L’atto costitutivo delle Brigate Nere è datato 21 giugno 1944, “la struttura politica del partito si trasforma in organismo militare”, costituzione ufficializzata con il Decreto LegislatIvo n. 446 del 30 giugno 1944 reso pubblico solo alla fine di luglio.
[…] Il 25 giugno, il Segretario del PFR, Alessandro Pavolini indirizzò alle federazioni provinciali del PFR le norme costitutive del corpo suddivise in 11 punti: I Gerarchia del Corpo – II Ordinamento del Corpo – III Composizione del Corpo – IV Giurisdizione Territoriale – V Personale – VI Nomina – VII Compiti, Impiego, Disciplina – VIII Documenti Personali – IX Arruolamento nelle Brigate Nere ed Iscrizione al PFR – X Personale Femminile – XI Insegne e Distintivi.
Il 5 luglio 1944 Pavolini inviò ai comandanti delle brigate nere in costituzione un’ulteriore circolare in 5 punti dove si indicava l’ordine di battaglia delle brigate territoriali che dovevano essere costituite da un Comando di Brigata composto dal Comandante, Vice Comandante, Capo di Stato Maggiore, Ufficio Operazioni, Ufficio Informazioni, Ufficio Personale e Disciplina, Ufficio Materiali, Ufficio Amministrativo, Ufficio Assistenza-Propaganda e Stampa, Servizio Sanitario. Dal Comando di Brigata dovevano dipendere di massima tre battaglioni, ciascuno costituito da un comando e tre compagnie. Ogni compagnia doveva essere costituita da un comando e tre squadre, a loro volta composte da un comandante di squadra e 33 uomini, la squadra era infine divisa in tre nuclei composti da 11 squadristi, compreso il capo nucleo. La circolare di Pavolini prevedeva inoltre che ogni brigata avrebbe portato il nome di un caduto della causa del Fascismo Repubblicano. <2 Alla brigata di Ravenna venne riservato il nome di Ettore Muti mentre le brigate nere di Milano, Torino, Bologna e Forlì vennero intitolate d’ufficio dal Quartier Generale rispettivamente ad Aldo Resega, Ather Capelli, Eugenio Facchini ed Arturo Capanni.

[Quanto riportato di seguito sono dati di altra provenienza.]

Issue #883, opened 2021-08-14
Allow in the analyze command to ignore given conditions


johscheuer:
I think it would be useful to have an option to ignore some conditions when running the analyze command. During an upgrade on a larger cluster it can get hard to see the process groups actually causing issue when all process groups have the `IncorrectCommandline` condition. To make that a little bit more precise the idea would be to just skip these conditions and don't do any further actions or print them.

PR #1054, opened 2022-01-24
Allow plugin to filter and ignore conditions

johscheuer:
# Description

Fixes: https://github.com/FoundationDB/fdb-kubernetes-operator/issues/883

## Type of change

# Discussion

This feature is pretty useful to find the process group that blocks an operation e.g. during upgrades.

# Testing

local + unit

# Documentation

Added in the cli command.

# Follow-up

-

### DIFF
--- a/kubectl-fdb/cmd/analyze.go
+++ b/kubectl-fdb/cmd/analyze.go
@@ -70,6 +70,11 @@ func newAnalyzeCmd(streams genericclioptions.IOStreams) *cobra.Command {
 				return err
 			}
 
+			ignoreConditions, err := cmd.Flags().GetStringArray("ignore-condition")
+			if err != nil {
+				return err
+			}
+
 			if flagNoColor {
 				color.NoColor = true
 			}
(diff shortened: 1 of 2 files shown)


kubectl-fdb/cmd/analyze.go
```diff
@@ -70,6 +70,11 @@ func newAnalyzeCmd(streams genericclioptions.IOStreams) *cobra.Command {
 				return err
 			}
 
+			ignoreConditions, err := cmd.Flags().GetStringArray("ignore-condition")
```
JoshuaMcManus, line 73: Should we add a validation to the arguments such that it's within ProcessGroupConditionType.AllProcessGroupConditionTypes()?

JoshuaMcManus (commented):
One other suggestion that _might_ be useful is if we were to report how many conditions were ignored as one line in the output.

kubectl-fdb/cmd/analyze.go
johscheuer: I think that's a good idea and we should fail early if a condition is passed that is unknown.

brownleej (approved):
👍

JoshuaMcManus (approved):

Il motivo della costituzione delle brigate nere va ricercato principalmente nel tentativo di preservare la vita e i beni dei fascisti repubblicani ed in secondo luogo di costituire reparti ausiliari, conoscitori del territorio dove operavano. In particolare gli squadristi dovevano controllare il territorio della RSI dove era venuta a mancare la presenza di un settore della GNR, gli ex carabinieri, che costituivano la maggioranza dei presidi locali incaricati di controllare l’ordine pubblico. Ciò non significa avvalorare la tesi secondo cui le brigate nere furono costituite in seguito all’inefficacia della GNR nella lotta anti partigiana. I reparti OP e i battaglioni d’assalto della GNR non si risparmiarono di certo nel contrastare il fenomeno partigiano specialmente nelle zone di montagna dove si rifugiavano le bande. Il pericolo maggiore si registrava nelle città e nei piccoli centri di campagna dove le piccole formazioni partigiane presenti avevano gioco facile per l’assoluta incapacità dei presidi territoriali della GNR, composti principalmente da ex carabinieri, di controllare il territorio ed evitare la mattanza di singoli fascisti repubblicani o presunti tali.

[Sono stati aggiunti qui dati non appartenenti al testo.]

Issue #1078, opened 2022-03-04
Investigate unit test flakiness in "remove instances command"


09harsh:
### What happened?

After raising [PR](https://github.com/FoundationDB/fdb-kubernetes-operator/pull/1070) for some other component this test failed. On rerunning the checks the test passed on its own. We need to investigate the root cause for this flakiness. 

```
• Failure [0.013 seconds]
66
[plugin] remove instances command
67
/home/runner/work/fdb-kubernetes-operator/fdb-kubernetes-operator/kubectl-fdb/cmd/remove_process_group_test.go:40
68
  when running remove instances command
69
  /home/runner/work/fdb-kubernetes-operator/fdb-kubernetes-operator/kubectl-fdb/cmd/remove_process_group_test.go:60
70
    when removing instances from a cluster
71
    /home/runner/work/fdb-kubernetes-operator/fdb-kubernetes-operator/kubectl-fdb/cmd/remove_process_group_test.go:133
72
      should cordon all targeted processes
73
      /home/runner/work/fdb-kubernetes-operator/fdb-kubernetes-operator/kubectl-fdb/cmd/remove_process_group_test.go:260
74
        Remove all failed instances [It]
75
        /home/runner/work/fdb-kubernetes-operator/fdb-kubernetes-operator/kubectl-fdb/cmd/remove_process_group_test.go:330
76

77
        Expected
78
            <[]string | len:1, cap:1>: ["failed"]
79
        to contain elements
80
            <[]string | len:2, cap:2>: ["failed", "failed"]
81
        the missing elements were
82
            <[]string | len:1, cap:1>: ["failed"]
83

84
        /home/runner/work/fdb-kubernetes-operator/fdb-kubernetes-operator/kubectl-fdb/cmd/remove_process_group_test.go:276
85
------------------------------
86
•••••••••••••••••••••••••••••••••••••••2022/03/03 16:26:33 Could not find process for coordinator IP 127.0.0.1:4501
87
••••
88

89
Summarizing 1 Failure:
90

91
[Fail] [plugin] remove instances command when running remove instances command when removing instances from a cluster should cordon all targeted processes [It] Remove all failed instances 
92
/home/runner/work/fdb-kubernetes-operator/fdb-kubernetes-operator/kubectl-fdb/cmd/remove_process_group_test.go:276
93
``` 

### What did you expect to happen?

All unit test running without failure. 

### How can we reproduce it (as minimally and precisely as possible)?

[...]

PR #1129, opened 2022-03-19
Fix flaky unit test and bug in process group removal

johscheuer:
# Description

Fixes: https://github.com/FoundationDB/fdb-kubernetes-operator/issues/1078

## Type of change

# Discussion

There was actual a bug in the old implementation in a way that we didn't added a processes group to the removal list without exclusions if the process was already marked as removal.

# Testing

Local + unit.

# Documentation

-

# Follow-up

-

### DIFF
--- a/api/v1beta2/foundationdbcluster_types.go
+++ b/api/v1beta2/foundationdbcluster_types.go
@@ -1994,3 +1994,39 @@ func (cluster *FoundationDBCluster) GetUseUnifiedImage() bool {
 func (cluster *FoundationDBCluster) GetIgnoreTerminatingPodsSeconds() int {
 	return pointer.IntDeref(cluster.Spec.AutomationOptions.IgnoreTerminatingPodsSeconds, int((10 * time.Minute).Seconds()))
 }
+
+// AddProcessGroupsToRemovalList adds the provided process group IDs to the remove list.
+// If a process group ID is already present on that list it won't be added a second time.
+func (cluster *FoundationDBCluster) AddProcessGroupsToRemovalList(processGroupIDs []string) {
+	removals := map[string]None{}
+
+	for _, id := range cluster.Spec.ProcessGroupsToRemove {
+		removals[id] = None{}
+	}
+
+	for _, processGroupID := range processGroupIDs {
+		if _, ok := removals[processGroupID]; ok {
+			continue
+		}
+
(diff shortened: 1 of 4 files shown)


api/v1beta2/foundationdbcluster_types.go
```diff
@@ -1994,3 +1994,39 @@ func (cluster *FoundationDBCluster) GetUseUnifiedImage() bool {
 func (cluster *FoundationDBCluster) GetIgnoreTerminatingPodsSeconds() int {
 	return pointer.IntDeref(cluster.Spec.AutomationOptions.IgnoreTerminatingPodsSeconds, int((10 * time.Minute).Seconds()))
 }
+
+// AddProcessGroupsToRemovalList adds the provided process group IDs to the remove list.
+// If a process group ID is already present on that list it won't be added a second time.
+func (cluster *FoundationDBCluster) AddProcessGroupsToRemovalList(processGroupIDs []string) {
+	removals := map[string]None{}
+
+	for _, id := range cluster.Spec.ProcessGroupsToRemove {
```
johscheuer, line 2003: In theory would could check if a process is already on the `ProcessGroupsToRemoveWithoutExclusion` and if so skip it, because if the process group is already on the `ProcessGroupsToRemoveWithoutExclusion` it will be removed anyway without waiting for the exclusion. I didn't implemented this because I think the benefit will not be huge.

kubectl-fdb/cmd/remove_process_group.go
```diff
@@ -222,12 +214,10 @@ func replaceProcessGroups(kubeClient client.Client, clusterName string, processG
...
 	}
 
-	processGroups = filterAlreadyMarkedProcessGroups(cluster, processGroups)
-
 	if withExclusion {
-		cluster.Spec.ProcessGroupsToRemove = append(cluster.Spec.ProcessGroupsToRemove, processGroups...)
+		cluster.AddProcessGroupsToRemovalList(processGroups)
 	} else {
-		cluster.Spec.ProcessGroupsToRemoveWithoutExclusion = append(cluster.Spec.ProcessGroupsToRemoveWithoutExclusion, processGroups...)
+		cluster.AddProcessGroupsToRemovalWithoutExclusionList(processGroups)
```
johscheuer, line 220: TODO: We should add test cases to ensure that we can add a process group to the removal without exclusion list even when it's already marked for deletion.

09harsh (approved):
👍 LGTM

L’incapacità degli ex carabinieri di sostenere la durezza di una guerra civile fece sì che nell’agosto 1944 i tedeschi li trasferirono in massa dove vennero assegnati prevalentemente nella contraerea a difesa delle città tedesche.
In questo contesto si inserirono le brigate nere territoriali che operarono principalmente a fianco dei reparti dipendenti dal Ministero agli Interni. Compito delle brigate nere territoriali fu quindi principalmente il controllo del territorio, senza altre velleità militariste fatta eccezione per le brigate nere mobili ed operative. Per combattere i partigiani, considerati franchi tiratori e quindi non reparti militari, Pavolini riteneva di dover impiegare reparti ausiliari, senza la tipica struttura militare e necessariamente l’addestramento, si trattava di mettere insieme persone decise, conoscitori della realtà locale capaci di portare armi leggere.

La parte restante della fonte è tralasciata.